Given entries =
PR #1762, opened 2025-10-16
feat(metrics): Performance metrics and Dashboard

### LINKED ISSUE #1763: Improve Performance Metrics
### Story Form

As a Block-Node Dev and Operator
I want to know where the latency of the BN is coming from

What is being asked =
Collect the complete line wherever the string "Performance" appears in the records.

Worked solution =
feat(metrics): Performance metrics and Dashboard
### LINKED ISSUE #1763: Improve Performance Metrics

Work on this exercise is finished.